PR #6899, opened 2025-09-05
feat(sdk-coin-sol): prevent blind signing sol token enablement

mtexeira-simtlix:
TICKET: WP-5744

Contents:
- Blind signing guard for token enablement on type and outputs.
- 3 new Unit tests
- Script showcasing how blind signing happens (in the ticket comments).


modules/sdk-coin-sol/test/unit/sol.ts
```diff
@@ -3215,4 +3215,52 @@ describe('SOL:', function () {
...
+            txPrebuild: tamperedTxPrebuild,
+            wallet,
+          } as unknown as SolVerifyTransactionOptions)
+      ),
+        { message: 'Tx type "Send" does not match expected txParams type "enabletoken"' };
+    });
+
+    it('should throw an error when outputs is not empty', async function () {
+      const { txParams, txPrebuildRaw, tamperedTxHexWithOutputs, walletData } = testData.enableTokenFixtures;
+      const tamperedTxPrebuild = { ...txPrebuildRaw, txHex: tamperedTxHexWithOutputs };
```
mtexeira-simtlix, line 3297: I'm having some issues to generate a txHex that comes with some outputs, I'll try again tomorrow but if you have any advice it's gonna be really useful, thanks @mohammadalfaiyazbitgo

mtexeira-simtlix: Ignore that, I reused a transfer tx and removed the outputs by hand in one test and left those in another so we could check for both. Any other way of inject the outputs and then prebuild keep stripping the outputs array.

TL;DR: solved, we've a test for that. Thanks!

modules/sdk-coin-sol/test/unit/sol.ts
```diff
@@ -3215,4 +3215,52 @@
...
+      // tamperedTxPrebuild has the type Send instead of 'enabletoken'
+      await assert.rejects(
+        async () =>
+          await basecoin.verifyTransaction({
+            txParams,
+            txPrebuild: tamperedTxPrebuild,
+            wallet,
+          } as unknown as SolVerifyTransactionOptions)
+      ),
+        { message: 'Tx type "Send" does not match expected txParams type "enabletoken"' };
```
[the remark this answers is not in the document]
mtexeira-simtlix: Solved.

modules/sdk-coin-sol/src/sol.ts
```diff
@@ -40,14 +45,10 @@ import {
...
-  multisigTypes,
-  AuditDecryptedKeyParams,
-  PopulatedIntent,
-  PrebuildTransactionWithIntentOptions,
 } from '@bitgo/sdk-core';
 import { auditEddsaPrivateKey, getDerivationPath } from '@bitgo/sdk-lib-mpc';
 import { BaseNetwork, CoinFamily, coins, BaseCoin as StaticsBaseCoin } from '@bitgo/statics';
+import { TOKEN_2022_PROGRAM_ID, TOKEN_PROGRAM_ID } from '@solana/spl-token';
 import * as _ from 'lodash';
 import * as request from 'superagent';
```
mohammadalfaiyazbitgo: nit: let's move external deps to the top of the import list.

modules/sdk-coin-sol/test/unit/sol.ts
```diff
@@ -3215,4 +3216,97 @@ describe('SOL:', function () {
...
+    let explainStub: sinon.SinonStub;
+    beforeEach(() => {
+      originalExplain = Transaction.prototype.explainTransaction;
+    });
+
+    afterEach(() => {
+      // Restore the stub to avoid affecting other tests in cascade as explainTransaction
+      // is used in multiple places
+      if (explainStub) explainStub.restore();
+    });
```
mohammadalfaiyazbitgo, line 3231: let's not stub this.

mohammadalfaiyazbitgo (changes requested):

modules/sdk-coin-sol/test/unit/sol.ts
mohammadalfaiyazbitgo: please write tests with real hex values.

modules/sdk-coin-sol/src/sol.ts
```diff
@@ -261,6 +289,9 @@ export class Sol extends BaseCoin {
     transaction.fromRawTransaction(rawTxBase64);
     const explainedTx = transaction.explainTransaction();
 
+    this.verifyNoOutputs(txParams.type, explainedTx);
+    this.verifyTxType(txParams.type, explainedTx.type);
```
mohammadalfaiyazbitgo, line 293: let's wrap this around a verification option, https://github.com/BitGo/BitGoJS/blob/a5144105e413769e2509d8e2904636f4d59b2d3d/modules/sdk-core/src/bitgo/baseCoin/iBaseCoin.ts#L165
which would default to true if unspecified.

mohammadalfaiyazbitgo (changes requested):
Also consider verifying that the request token is the one being enabled in the txHex.

modules/sdk-coin-sol/test/unit/sol.ts
mtexeira-simtlix: I tried multiple things and explain keeps removing the outputs so I opted for this way, do you have any other way to force outputs inside the txHex?

https://github.com/BitGo/BitGoJS/pull/6899#discussion_r2331248239

modules/sdk-coin-sol/src/sol.ts
mtexeira-simtlix: Mmmm not sure about that tbh, so far I'm starting on XRP and there're things to verify that are not concerns to SOL.

I could try to work the way up in a follow up when we get both XRP and SOL merged to at least extract things in common or see what's an edge case and avoid delaying the delivering of the security features implementation.

modules/sdk-coin-sol/src/sol.ts
mtexeira-simtlix: Sure! will change that although pretty sure the code formatter will move it back haha.

modules/sdk-coin-sol/test/unit/sol.ts
mtexeira-simtlix: One way of having outputs is to set the tx type as a Send, but if you do that the verify that will be triggered is for the type instead of the outputs. 
With the stub the thing that matters is that we're forcing an outputs array when it shouldn't be one and verify catchs it later as expected, doesn't matter how the attacker add it, verify always catchs the extra.

mtexeira-simtlix:
> Also consider verifying that the request token is the one being enabled in the txHex.

@mohammadalfaiyazbitgo txHex doesn't comes with the token, how are we gonna check that?
This is the payload I shared with you some days ago, doesn't matter if you're choosing the ATA or an extra generated address:

`{
    "displayOrder": [
        "id",
        "type",
        "blockhash",
        "durableNonce",
        "outputAmount",
        "changeAmount",
        "outputs",
        "changeOutputs",
        "fee",
        "memo"
    ],
    "id": "UNAVAILABLE",
    "type": "AssociatedTokenAccountInitialization",
    "changeOutputs": [],
    "changeAmount": "0",
    "outputAmount": "0",
    "outputs": [],
    "fee": {
        "fee": "UNAVAILABLE"
    },
    "blockhash": "GNU8DULvY5HRFU9F1FC2F5upB3bsJyQjukSvdpEh8aSH",
    "durableNonce": {
        "walletNonceAddress": "38WoASL5WQoEEBi7hLLUa5w5RAQC71cwgkpmptE1ZBPj",
        "authWalletAddress": "2vbA4Rq4Yf1oRD35SmuiRnQhYxQFSxpkxBJXCmiqYfKk"
    }
}`

That's the explainedTx payload logged directly from the UI to give you an idea.

I could check if there is a "token" or "coin" or something prop added to the object but I may need the name of the prop to check although if should come as empty, may be easier to check that "if enabletoken then txPrebuildHex coin / token should be undefined in case that there is a coin / token there".

Does that makes sense?

modules/sdk-coin-sol/src/sol.ts
mtexeira-simtlix: betrayed by code formatter, forgot to hit "save without formatting" will submit the fix in a minute, apologies.

mtexeira-simtlix: image
Done.

modules/sdk-coin-sol/test/unit/sol.ts
mtexeira-simtlix: (forgot to clarify, this is for only 1 of 3-4 tests, all the others are with proper real hexes)

mtexeira-simtlix: Addressed on https://github.com/BitGo/BitGoJS/pull/6966 
(no stubs and tests with real hex values)

PR #6900, opened 2025-09-08
feat(statics): add GATENet (GATE) ERC20 token

nayandas190:
TICKET: WIN-6923

### DIFF
--- a/modules/statics/src/coins/erc20Coins.ts
+++ b/modules/statics/src/coins/erc20Coins.ts
@@ -7796,7 +7796,7 @@ export const erc20Coins = [
   erc20(
     '8c3142c8-0cd9-42f2-8849-3aca3da1a214',
     'gate',
-    'GATE',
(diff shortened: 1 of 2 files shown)


modules/statics/src/coins/erc20Coins.ts
```diff
@@ -7795,11 +7795,11 @@ export const erc20Coins = [
   ),
   erc20(
     '8c3142c8-0cd9-42f2-8849-3aca3da1a214',
-    'gate',
```
at31416, line 7798: I don't think we can directly rename an asset which was already onboarded before.

nayandas190: Thanks! Corrected now.

yogeshwar-bitgo (approved):
LGTM

prithvishet2503 (approved):

PR #6916, opened 2025-09-09
feat: upgrade the express version

abhi-bitgo:
ticket: DX-1559


abhi-bitgo:
Also, resolves the [DX-1561](https://bitgoinc.atlassian.net/browse/DX-1561) issue

PR #6919, opened 2025-09-09
test: Token naming convention for polygon

0xPrabh:
Ticket: [COIN-5570]

[COIN-5570]: https://bitgoinc.atlassian.net/browse/COIN-5570?atlOrigin=eyJpIjoiNWRkNTljNzYxNjVmNDY3MDlhMDU5Y2ZhYzA5YTRkZjUiLCJwIjoiZ2l0aHViLWNvbS1KU1cifQ

### DIFF
--- a/modules/statics/test/unit/tokenNamingConvention.ts
+++ b/modules/statics/test/unit/tokenNamingConvention.ts
@@ -3,10 +3,11 @@ import { cosmosTokens } from '../../src/coins/cosmosTokens';
 import { avaxTokens } from '../../src/coins/avaxTokens';
 import { bscTokens } from '../../src/coins/bscTokens';
 import { nep141Tokens } from '../../src/coins/nep141Tokens';
+import { polygonTokens } from '../../src/coins/polygonTokens';
 import { NetworkType } from '../../src/networks';
 
 describe('Token Naming Convention Tests', function () {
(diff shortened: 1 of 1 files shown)


ravibitgo (approved):

modules/statics/test/unit/tokenNamingConvention.ts
```diff
@@ -319,8 +321,15 @@ describe('Token Naming Convention Tests', function () {
...
   it('should ensure all token names are lowercase', function () {
+    // List of tokens that are exceptions to the lowercase rule
+    const lowercaseExceptions: string[] = ['tpolygon:BitGoTest'];
+
     allTokens.forEach((token) => {
       const tokenName = token.name;
+      // Skip known exceptions
+      if (lowercaseExceptions.includes(tokenName)) {
+        return;
+      }
```
bitgoAaron, line 332: can you provide context here and why the original lowercase invariant was applied, and why this token should be excluded from that check? Not seeing much in the commit or JIRA ticket explaining why we should allow the exception here

0xPrabh: I am just adding checks for the new tokens we are onboarding. For tokens that are already onboarded, we shouldn't change their token names(thus adding into knownException list at multiple places). Ideally, we should follow the convention of using lowercase only for token names from now on, and this test case will help enforce that.

prithvishet2503 (approved):

PR #6931, opened 2025-09-10
feat(sdk-coin-ada): Add fingerprint as the contract address

Ranjna-G:
Ticket: WIN-7162

### DIFF
--- a/modules/statics/src/coins/adaTokens.ts
+++ b/modules/statics/src/coins/adaTokens.ts
@@ -8,10 +8,10 @@ export const adaTokens = [
     'a7678172-84b3-4c7e-ac46-9875d23a1cb7',
     'tada:water',
     'Test ADA Token',
-    6,
+    0, // Tokens are not divisible - https://cardano-ledger.readthedocs.io/en/latest/explanations/token-bundles.html
     '2533cca6eb42076e144e9f2772c390dece9fce173bc38c72294b3924',
     'WATER',
-    '5741544552',
+    'asset1n69xf60d0760xvn8v2ffd5frvsm0cl2r8hfjf6',
     UnderlyingAsset['tada:water'],
     ADA_TOKEN_FEATURES,
     Networks.test.ada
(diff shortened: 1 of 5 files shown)


abhishekagrawal080 (dismissed):
lgtm

abhi-bitgo (dismissed):

modules/statics/src/coins/adaTokens.ts
```diff
@@ -6,13 +6,12 @@ import { Networks } from '../networks';
 export const adaTokens = [
   tadaToken(
     'a7678172-84b3-4c7e-ac46-9875d23a1cb7',
-    'tada:water',
+    'tada:asset1n69xf60d0760xvn8v2ffd5frvsm0cl2r8hfjf6',
     'Test ADA Token',
-    6,
+    0,
```
mukeshsp: nit: please add the source for this in the comment

mukeshsp (dismissed):

modules/statics/src/coins/adaTokens.ts
```diff
@@ -8,10 +8,10 @@ export const adaTokens = [
     'a7678172-84b3-4c7e-ac46-9875d23a1cb7',
     'tada:water',
     'Test ADA Token',
-    6,
+    0, // Tokens are not divisible - https://cardano-ledger.readthedocs.io/en/latest/explanations/token-bundles.html
```
mukeshsp, line 11: This will cause the issue, we use the smallest unit to calculate the total amount.

mukeshsp: lets use 1 instead of zero

mukeshsp (approved):

modules/statics/src/coins/adaTokens.ts
Ranjna-G: Tokens are represented as integers in ada

abhishekagrawal080 (approved):

PR #7111, opened 2025-09-27
fix: correct methods and abi for vechain

Gautam2305:
Ticket: SC-3296


modules/sdk-coin-vet/src/lib/constants.ts
```diff
@@ -3,12 +3,12 @@ export const VET_ADDRESS_LENGTH = 40;
...
+export const EXIT_DELEGATION_METHOD_ID = '0x69e79b7d';
+export const BURN_NFT_METHOD_ID = '0x2e17de78';
 export const TRANSFER_NFT_METHOD_ID = '0x23b872dd';
-export const CLAIM_BASE_REWARDS_METHOD_ID = '0x037402d3';
-export const CLAIM_STAKING_REWARDS_METHOD_ID = '0xeb2767fa';
+export const CLAIM_BASE_REWARDS_METHOD_ID = '0x858d50e8'; // claimVetGeneratedVtho(uint256)
+export const CLAIM_STAKING_REWARDS_METHOD_ID = '0x0962ef79'; // claimRewards(uint256)
 
 export const STARGATE_NFT_ADDRESS = '0x1856c533ac2d94340aaa8544d35a5c1d4a21dee7';
 export const STARGATE_DELEGATION_ADDRESS = '0x4cb1c9ef05b529c093371264fab2c93cc6cddb0e';
```
Vijay-Jagannathan, line 14: these are mainnet values I believe 

tried searching for the testnet contract addresses https://docs.stargate.vechain.org/for-developers/contracts#testnet but couldn't find them in SDK/WP/Staking service. Only found them in tests, can you please confirm if we are setting the right contract addresses for the respective environments ?

modules/sdk-coin-vet/src/lib/transactionBuilder/stakingBuilder.ts
```diff
@@ -88,7 +88,29 @@ export class StakingBuilder extends TransactionBuilder {
...
+  /**
+   * Sets the autorenew flag for this staking tx.
+   *
+   * @param {boolean} autorenew - Whether to enable autorenew
+   * @returns {StakingBuilder} This transaction builder
+   */
+  autorenew(autorenew: boolean): this {
+    this.stakingTransaction.autorenew = autorenew;
+    return this;
+  }
```
Vijay-Jagannathan: nit: we don't need a setter if we are defaulting to `true` for `stakeAndDelegate`

modules/sdk-coin-vet/src/lib/transactionBuilder/stakingBuilder.ts
```diff
@@ -127,7 +149,22 @@ export class StakingBuilder extends TransactionBuilder {
...
+          throw new Error('Invalid character');
+        }
+      } catch (e) {
+        throw new Error('Invalid character');
+      }
+    }
+
     assert(transaction.stakingContractABI, 'Staking contract ABI is required');
+    assert(transaction.levelId !== undefined && transaction.levelId !== null, 'Level ID is required');
+    assert(transaction.autorenew !== undefined && transaction.autorenew !== null, 'Autorenew flag is required');
```
Vijay-Jagannathan: nit: can use != null

modules/sdk-coin-vet/src/lib/utils.ts
```diff
@@ -125,22 +125,45 @@ export class Utils implements BaseUtils {
...
-   * @param {string} stakingAmount - The amount to stake in wei
+   * @param {number} levelId - The level ID for staking
+   * @param {boolean} autorenew - Whether to enable autorenew
    * @returns {string} - The encoded transaction data
    */
-  getStakingData(stakingAmount: string): string {
-    const methodName = 'stake';
-    const types = ['uint256'];
-    const params = [new BN(stakingAmount)];
+  getStakingData(levelId: number, autorenew = true): string {
```
Vijay-Jagannathan: this method is present in the respective builders for the other txn types, let's move it there for consistency

modules/sdk-coin-vet/src/lib/transaction/burnNftTransaction.ts
```diff
@@ -53,7 +53,7 @@ export class BurnNftTransaction extends Transaction {
    * @returns {string} The encoded transaction data as a hex string
    */
   private getBurnNftData(): string {
```
Vijay-Jagannathan, line 58: same method is there in the builder also, lets keep this method either the builder/txn (ideally wherever most appropriate since it'll only needed by one of them; double check this across all 3 txn types)

modules/sdk-coin-vet/test/transactionBuilder/stakingTransaction.ts
Vijay-Jagannathan, line 1: what about unstake tests, no changes needed ?

Vijay-Jagannathan (changes requested):
please double check once

modules/sdk-coin-vet/src/lib/constants.ts
Gautam2305: yes these are the mainnet values

modules/sdk-coin-vet/src/lib/utils.ts
Gautam2305: done

modules/sdk-coin-vet/src/lib/transaction/burnNftTransaction.ts
Gautam2305: yepp removed now

modules/sdk-coin-vet/test/transactionBuilder/stakingTransaction.ts
Gautam2305: nope no changes are needed there

modules/sdk-coin-vet/src/lib/transaction/claimRewards.ts
```diff
@@ -83,42 +80,26 @@ export class ClaimRewardsTransaction extends Transaction {
   }
 
   /**
-   * Get the delegation contract address to use for claims
-   * Uses the address from claimRewardsData if provided, otherwise falls back to default
-   */
-  private getDelegationAddress(): string {
-    return this._claimRewardsData.delegationContractAddress || STARGATE_DELEGATION_ADDRESS;
-  }
-
```
Gautam2305, line 92: moved these functions to utils

modules/sdk-coin-vet/src/lib/transactionBuilder/stakingBuilder.ts
```diff
@@ -81,14 +81,26 @@ export class StakingBuilder extends TransactionBuilder {
    * @param {string} address - The staking contract address
    * @returns {StakingBuilder} This transaction builder
    */
-  stakingContractAddress(address: string): this {
-    this.validateAddress({ address });
-    this.stakingTransaction.stakingContractAddress = address;
+  stakingContractAddress(address?: string): this {
+    const contractAddress = address || utils.getDefaultStakingAddress(this._coinConfig);
```
Vijay-Jagannathan: this would work only if the intent being passed from staking service -> WP has the correct address. Otherwise we might be using the incorrect address.

Make sure to use the correct value in staking service

modules/sdk-coin-vet/src/lib/utils.ts
```diff
@@ -125,20 +130,25 @@ export class Utils implements BaseUtils {
...
-   * @param {string} stakingAmount - The amount to stake in wei
-   * @returns {string} - The encoded transaction data
+   * @param {string} data - The encoded transaction data
+   * @returns {object} - Object containing levelId and autorenew
    */
-  getStakingData(stakingAmount: string): string {
-    const methodName = 'stake';
-    const types = ['uint256'];
-    const params = [new BN(stakingAmount)];
+  decodeStakingData(data: string): { levelId: number; autorenew: boolean } {
```
Vijay-Jagannathan, line 138: qq why are we decoding stakingData alone and not the other ones ?

modules/sdk-coin-vet/src/lib/transactionBuilder/burnNftBuilder.ts
```diff
@@ -95,17 +93,31 @@ export class BurnNftBuilder extends TransactionBuilder {
...
+   * If not provided, uses the network-appropriate default Stargate NFT address.
    *
    * @param {string} address - The NFT contract address
    * @returns {BurnNftBuilder} This transaction builder
    */
-  nftContract(address: string = STARGATE_NFT_ADDRESS): this {
-    this.validateAddress({ address });
-    this.burnNftTransaction.contract = address;
+  nftContract(address?: string): this {
+    const contractAddress = address || this.getDefaultNftAddress();
```
Vijay-Jagannathan: same thing as above, the correct address needs to be called from WP (ig staking service passes this in the intent)

modules/sdk-coin-vet/src/lib/transactionBuilder/burnNftBuilder.ts
```diff
@@ -95,17 +93,31 @@ export class BurnNftBuilder extends TransactionBuilder {
...
+   */
+  private getDefaultNftAddress(): string {
+    const isTestnet = this._coinConfig.network.type === 'testnet';
+
+    if (isTestnet) {
+      return STARGATE_NFT_ADDRESS_TESTNET;
+    }
+
+    return STARGATE_NFT_ADDRESS;
+  }
```
Vijay-Jagannathan: lets be consistent with the method that we call to avoid confusion:

there's another method called 
```
getDefaultStakingAddress(coinConfig: Readonly<CoinConfig>): string {
    const isTestnet = coinConfig.network.type === 'testnet';
    return isTestnet ? STARGATE_NFT_ADDRESS_TESTNET : STARGATE_NFT_ADDRESS;
  }
```

modules/sdk-coin-vet/src/lib/transaction/stakingTransaction.ts
```diff
@@ -6,15 +6,19 @@ import { VetTransactionData } from '../iface';
 import EthereumAbi from 'ethereumjs-abi';
 import utils from '../utils';
 import BigNumber from 'bignumber.js';
+import { addHexPrefix } from 'ethereumjs-util';
 
 export class StakingTransaction extends Transaction {
   private _stakingContractAddress: string;
+  private _levelId: number;
+  private _autorenew: boolean;
```
Vijay-Jagannathan: here's where we can default it to true so that its explicit
```
private _autorenew: boolean = true;
```

setters can exist in the SDK, but let's not call it from WP

modules/sdk-coin-vet/src/lib/transaction/exitDelegation.ts
Vijay-Jagannathan, line 1: in buildClauses: to is set as this._contract, can you confirm if its being set to the correct address ?

ideally some validation to check if the address being set is the correct one in our config

modules/sdk-coin-vet/src/lib/transaction/claimRewards.ts
```diff
@@ -254,41 +226,35 @@ export class ClaimRewardsTransaction extends Transaction {
...
 
     this._claimRewardsData = {
-      validatorAddress,
-      delegatorAddress,
+      tokenId,
       delegationContractAddress:
-        delegationContractAddress !== STARGATE_DELEGATION_ADDRESS ? delegationContractAddress : undefined,
+        delegationContractAddress && !utils.isDelegationContractAddress(delegationContractAddress)
+          ? delegationContractAddress
+          : undefined,
```
Vijay-Jagannathan, line 236: why are we passing delegationContractAddress alone and not the NFT contract address too ?

where is claimRewardsData consumed and does it need the delegationContractAddress in any way?

modules/sdk-coin-vet/src/lib/transaction/burnNftTransaction.ts
Vijay-Jagannathan, line 1: in buildClauses, please confirm if the `to` address which is pointing to `this._contract` is indeed the correct contract address that we want (should be the stargate NFT address)

modules/sdk-coin-vet/src/lib/iface.ts
```diff
@@ -28,6 +28,9 @@ export interface VetTransactionData {
   tokenId?: string; // Added for unstaking and burn NFT transactions
   stakingContractAddress?: string;
   amountToStake?: string;
+  levelId?: number; // Level ID for stakeAndDelegate method
+  nftTokenId?: number; // NFT Token ID for stakeAndDelegate method (same as levelId)
```
Vijay-Jagannathan: these are different right ? for example, this is level id: https://docs.stargate.vechain.org/overview/nft-tiers; whereas the nftTokenId can keep changing for each NFT within the same tier

Dawn NFT 1 and Dawn NFT 2 of an address will have same levelId, but different nftTokenIds, correct ?

if yes, please correct this

Vijay-Jagannathan (commented):
please double confirm comments below + additionally try one more thing:

in a unit test in SDK, try building the same txn data in both coins sandbox (till the unsigned building) and compare the data, it should be same

modules/sdk-coin-vet/src/lib/transaction/claimRewards.ts
Gautam2305: done

Vijay-Jagannathan (approved):
lgtm

joshisakshi (approved):

modules/sdk-coin-vet/src/lib/transaction/burnNftTransaction.ts
Gautam2305: done

PR #7112, opened 2025-09-28
fix(sdk-core): fix TransactionType check

noel-bitgo:
string to enum checks

TICKET: SC-3303


modules/sdk-core/src/bitgo/staking/stakingWallet.ts
```diff
@@ -458,18 +459,6 @@ export class StakingWallet implements IStakingWallet {
       }
     }
 
-    if (buildParams?.aptosCustomTransactionParams) {
```
mukeshsp, line 461: Was this deleted intentionally? This is related to Aptos, but your ticket is related to Avax

noel-bitgo: There is no aptos staking

modules/bitgo/test/v2/fixtures/staking/topethStakingFixtures.ts
```diff
@@ -1,97 +1,3 @@
-export const newStakingRequest = {
```
benkelcher-bitgo, line 1: these mocks were unused previously?

noel-bitgo: correct, just cleanup

modules/sdk-core/src/bitgo/staking/stakingWallet.ts
```diff
@@ -442,7 +443,11 @@ export class StakingWallet implements IStakingWallet {
       );
     }
 
-    if (buildParams?.type && (explainedTransaction as any).type !== buildParams.type) {
+    if (
+      buildParams?.type &&
+      (explainedTransaction as any).type !== undefined &&
```
haritkapadia, line 448: With correct downcasting, I think the compiler would have caught this issue of comparing a string to an enum.

We can downcast from `ITransactionExplanation` with either https://www.typescriptlang.org/docs/handbook/2/narrowing.html#discriminated-unions
or https://www.typescriptlang.org/docs/handbook/2/narrowing.html#using-type-predicates.

This can be a follow-up.

noel-bitgo: yeah i was looking into typing this correctly, but this part about the explained transaction is all over the place. didn't want to make this a big change

balakrishna507 (approved):

haritkapadia (approved):

modules/sdk-core/src/bitgo/staking/stakingWallet.ts
haritkapadia: https://bitgoinc.atlassian.net/browse/SC-3311

PR #7136, opened 2025-09-30
feat(express): migrate createAddress to typed routes

danielzhao122:
TICKET: WP-5418


zahin-mohammad (dismissed):

modules/express/test/unit/clientRoutes/createAddress.ts
```diff
@@ -30,14 +31,22 @@ describe('Create Address', () => {
       bitgo: bitgoStub,
       params: {
         coin: 'tbtc',
-        id: '23423423423423',
+        walletId: '23423423423423',
```
pranavjain97: does it not work with `id` anymore? that would be a breaking change

danielzhao122: Good point. I will revert back to `id`

zahin-mohammad (approved):

PR #7145, opened 2025-10-01
feat: upgrade to lerna 9

zahin-mohammad:
The previous upgrade was reverted due to publishing issues. This PR is purely just the lerna version bump, caching will be handled separately. 

Updates the "files" field in each package.json if it is not already set, required to ensure publishing works as expected. Lerna v7+ only publishes ROOT DIRECTORY files by default, NOT subdirectories, hence why we had issues with publishing the beta packages previously.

· · ·

# [What the task requires]
All lines of the material that contain the word "pull" should be listed.

# [Solution to the exercise]
https://github.com/BitGo/BitGoJS/pull/6899#discussion_r2331248239
mtexeira-simtlix: Addressed on https://github.com/BitGo/BitGoJS/pull/6966 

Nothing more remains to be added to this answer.